# 22" On My 05 Show Gto



## ezchronic (Mar 18, 2007)




----------



## GTOJon (Jan 25, 2005)

I'm not one for big rims on most cars, but the view from the front is very sleek and sexy. I like the color scheme alot.


----------



## Devils3023 (May 21, 2007)

ezchronic said:


>


Why?? For the love of god why??!!! :willy:


----------



## 6QTS11OZ (Mar 27, 2005)

The one word that allows you to get away with the 22s is "show". Some may not accept the big wheels but how many "show" cars don't have something on it that's out of the norm. I think it's okay because it's not set up to be a canyon carver or track beast.


----------



## Turboduck (Oct 17, 2007)

hmmm you almost touch the carpet. Is there any rubbers down there ... ? 

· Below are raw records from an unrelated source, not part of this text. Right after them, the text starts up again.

PR #2037, opened 2022-08-15
[SG-381] Passwordless - Add setting to Mobile

andrebispo5:
## Type of change
- [ ] Bug fix
- [X] New feature development
- [ ] Other

## Objective

Add a setting to the Bitwarden mobile app under the “Security” section: “Approve login requests”
Default state is Disabled.
When user Enables the option, check to see if the Bitwarden app has notification permissions. If not, request them. Even if the user does not enable notifications, the Approve login requests feature is enabled.

## Code changes

* **src/iOS/Services/iOSPushNotificationService.cs:** Added new method because iOS has different approach on notifications status. I needed a way to tell if the user had blocked the "alert notifications" in order to redirect to the settings.
 
## Screenshots

New entry in the security section of settings tab:
image
Dialog to provide additional information and enable/disable the feature:
image
If the user doesn't have notification "Alert" enable, show this dialog to open settings directly:
image

## Before you submit

### DIFF
--- a/src/Android/Services/DeviceActionService.cs
+++ b/src/Android/Services/DeviceActionService.cs
@@ -964,5 +964,14 @@ namespace Bit.Droid.Services
             }
             activity.RunOnUiThread(() => activity.Window.AddFlags(WindowManagerFlags.Secure));
         }
+
+        public void OpenAppSettings()
+        {
+            var intent = new Intent(Android.Provider.Settings.ActionApplicationDetailsSettings);
+            intent.AddFlags(ActivityFlags.NewTask);
+            var uri = Android.Net.Uri.FromParts("package", Application.Context.PackageName, null);
+            intent.SetData(uri);
+            Application.Context.StartActivity(intent);
+        }
     }
 }
--- a/src/App/Pages/Settings/SettingsPage/SettingsPageViewModel.cs
+++ b/src/App/Pages/Settings/SettingsPage/SettingsPageViewModel.cs
@@ -348,7 +348,7 @@ namespace Bit.App.Pages
             await _stateService.SetApprovePasswordlessLoginsAsync(_approvePasswordlessLoginRequests);
             if(_approvePasswordlessLoginRequests && !_pushNotificationService.IsRegisteredForPush)
             {
-                var openAppSettingsResult = await _platformUtilsService.ShowDialogAsync(AppResources.OpenSettingsAlert,title: "", confirmText: AppResources.OpenSettings, cancelText: AppResources.Cancel);
+                var openAppSettingsResult = await _platformUtilsService.ShowDialogAsync(AppResources.ReceivePushNotificationsForNewLoginRequests, title: string.Empty, confirmText: AppResources.Settings, cancelText: AppResources.NoThanks);
 
                 if (openAppSettingsResult)
                 {
--- a/src/App/Pages/Settings/SettingsPage/SettingsPageViewModel.cs
+++ b/src/App/Pages/Settings/SettingsPage/SettingsPageViewModel.cs
@@ -337,7 +337,7 @@ namespace Bit.App.Pages
                     CreateSelectableOption(AppResources.No, !_approvePasswordlessLoginRequests),
             };
 
-            var selection = await Page.DisplayActionSheet(AppResources.SubmitCrashLogsDescription, AppResources.Cancel, null, options);
+            var selection = await Page.DisplayActionSheet(AppResources.UseThisDeviceToApproveLoginRequests, AppResources.Cancel, null, options);
 
             if (selection == null || selection == AppResources.Cancel)
             {
--- a/src/App/Pages/Settings/SettingsPage/SettingsPageViewModel.cs
+++ b/src/App/Pages/Settings/SettingsPage/SettingsPageViewModel.cs
@@ -346,18 +346,26 @@ namespace Bit.App.Pages
 
             _approvePasswordlessLoginRequests = CompareSelection(selection, AppResources.Yes);
             await _stateService.SetApprovePasswordlessLoginsAsync(_approvePasswordlessLoginRequests);
-            if(_approvePasswordlessLoginRequests && !_pushNotificationService.IsRegisteredForPush)
-            {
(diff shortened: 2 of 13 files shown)


src/Android/Services/DeviceActionService.cs
```diff
@@ -964,5 +964,14 @@ public async Task SetScreenCaptureAllowedAsync()
...
         }
+
+        public void OpenAppSettings()
+        {
+            var intent = new Intent(Android.Provider.Settings.ActionApplicationDetailsSettings);
+            intent.AddFlags(ActivityFlags.NewTask);
+            var uri = Android.Net.Uri.FromParts("package", Application.Context.PackageName, null);
+            intent.SetData(uri);
+            Application.Context.StartActivity(intent);
+        }
```
fedemkr, line 975: Could you check if we can also use this method on `OpenAccessibilityOverlayPermissionSettings()` in the same file? it seems to be opening the app settings as well in there so maybe we could reuse this method there as well

src/App/Pages/Settings/SettingsPage/SettingsPageViewModel.cs
```diff
@@ -83,6 +84,7 @@ public SettingsPageViewModel()
             _keyConnectorService = ServiceContainer.Resolve<IKeyConnectorService>("keyConnectorService");
             _clipboardService = ServiceContainer.Resolve<IClipboardService>("clipboardService");
             _loggerService = ServiceContainer.Resolve<ILogger>("logger");
+            _pushNotificationService = ServiceContainer.Resolve<IPushNotificationService>("pushNotificationService");
```
fedemkr, line 87: there's no need for the string key anymore

src/App/Pages/Settings/SettingsPage/SettingsPageViewModel.cs
```diff
@@ -326,6 +329,45 @@ public async Task LoggerReportingAsync()
...
+            {
+                return;
+            }
+
+            var openAppSettingsResult = await _platformUtilsService.ShowDialogAsync(AppResources.ReceivePushNotificationsForNewLoginRequests, title: string.Empty, confirmText: AppResources.Settings, cancelText: AppResources.NoThanks);
+            if (openAppSettingsResult)
+            {
+                _deviceActionService.OpenAppSettings();
+            }
+
```
fedemkr, line 368: Remove this empty line

src/App/Pages/Settings/SettingsPage/SettingsPageViewModel.cs
```diff
@@ -326,6 +329,45 @@ public async Task LoggerReportingAsync()
...
+            if (notificationsSettingsEnabled)
+            {
+                return;
+            }
+
+            var openAppSettingsResult = await _platformUtilsService.ShowDialogAsync(AppResources.ReceivePushNotificationsForNewLoginRequests, title: string.Empty, confirmText: AppResources.Settings, cancelText: AppResources.NoThanks);
+            if (openAppSettingsResult)
+            {
+                _deviceActionService.OpenAppSettings();
+            }
```
fedemkr, line 367: you can put everything in one if:
```c#
if (_approvePasswordlessLoginRequests
    &&
    !await _pushNotificationService.GetNotificationsSettingsEnabledAsync()
    &&
    await _platformUtilsService.ShowDialogAsync(AppResources.ReceivePushNotificationsForNewLoginRequests, title: string.Empty, confirmText: AppResources.Settings, cancelText: AppResources.NoThanks))
{
    _deviceActionService.OpenAppSettings();
}
```
or at least the first two if you think the third condition is two lengthy to put it on the if:
```c#
if (!_approvePasswordlessLoginRequests
    ||
    await _pushNotificationService.GetNotificationsSettingsEnabledAsync())
{
    return;
}
```

src/App/Resources/AppResources.resx
```diff
@@ -2317,4 +2317,19 @@
   <data name="LogInDenied" xml:space="preserve">
     <value>Log in denied</value>
   </data>
+  <data name="ApproveLoginRequests" xml:space="preserve">
+    <value>Approve login requests</value>
+  </data>
+  <data name="UseThisDeviceToApproveLoginRequests" xml:space="preserve">
+    <value>Use this device to approve login requests made from other devices.</value>
+  </data>
```
fedemkr, line 2325: IMO, the key should be the same as the value unless very lengthy value, so here is not that long so: `UseThisDeviceToApproveLoginRequestsMadeFromOtherDevices `

src/iOS/Services/iOSPushNotificationService.cs
```diff
@@ -19,6 +19,15 @@ public Task<string> GetTokenAsync()
...
         public bool IsRegisteredForPush => UIApplication.SharedApplication.IsRegisteredForRemoteNotifications;
 
+        public async Task<bool> GetNotificationsSettingsEnabledAsync()
+        {
+            var tcs = new TaskCompletionSource<bool>();
+            UNUserNotificationCenter.Current.GetNotificationSettings((settings) => {
+                tcs.SetResult(settings.AlertSetting == UNNotificationSetting.Enabled);
+            });
+            return await tcs.Task;
+        }
```
fedemkr, line 29: Use the async version of the method: `UNUserNotificationCenter.Current.GetNotificationSettingsAsync()` so that you don't have to use the `TaskCompletionSource<bool>`.
And just FYI, in here you don't gain anything by async awaiting so the `async` is not needed and you should return directly `tcs.Task`.
Nonetheless, it's better to use directly the async version of the method:
``` c#
public async Task<bool> GetNotificationsSettingsEnabledAsync()
{
    var settings = await UNUserNotificationCenter.Current.GetNotificationSettingsAsync();
    return settings.AlertSetting == UNNotificationSetting.Enabled;
}
```

fedemkr (changes requested):

src/Android/Services/DeviceActionService.cs
andrebispo5: It's not the same thing, it is android specific and it's to add "on top" permissions.

src/App/Pages/Settings/SettingsPage/SettingsPageViewModel.cs
andrebispo5: i'll change for the second option. I usually don't like to include method lengthy calls into if statements but i guess it cleans up a couple of lines in this case.

fedemkr (approved):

Looks cool, but again ... it will definitely like riding a horse ...


----------



## Red Bearded Goat (Mar 19, 2007)

REPOST in another section = gay!


----------



## macgto7004 (Jul 22, 2007)

6QTS11OZ said:


> The one word that allows you to get away with the 22s is "show". Some may not accept the big wheels but how many "show" cars don't have something on it that's out of the norm. I think it's okay because it's not set up to be a canyon carver or track beast.


Another thing that "show" defines, is the ability to *not* drive it in real world conditions!

Russ


----------



## Chrisco (Mar 19, 2007)

Ummm, how about a NO! Ya crazy dutch bastard!


----------



## JerseyGoat (Dec 2, 2005)

paint the roof black


----------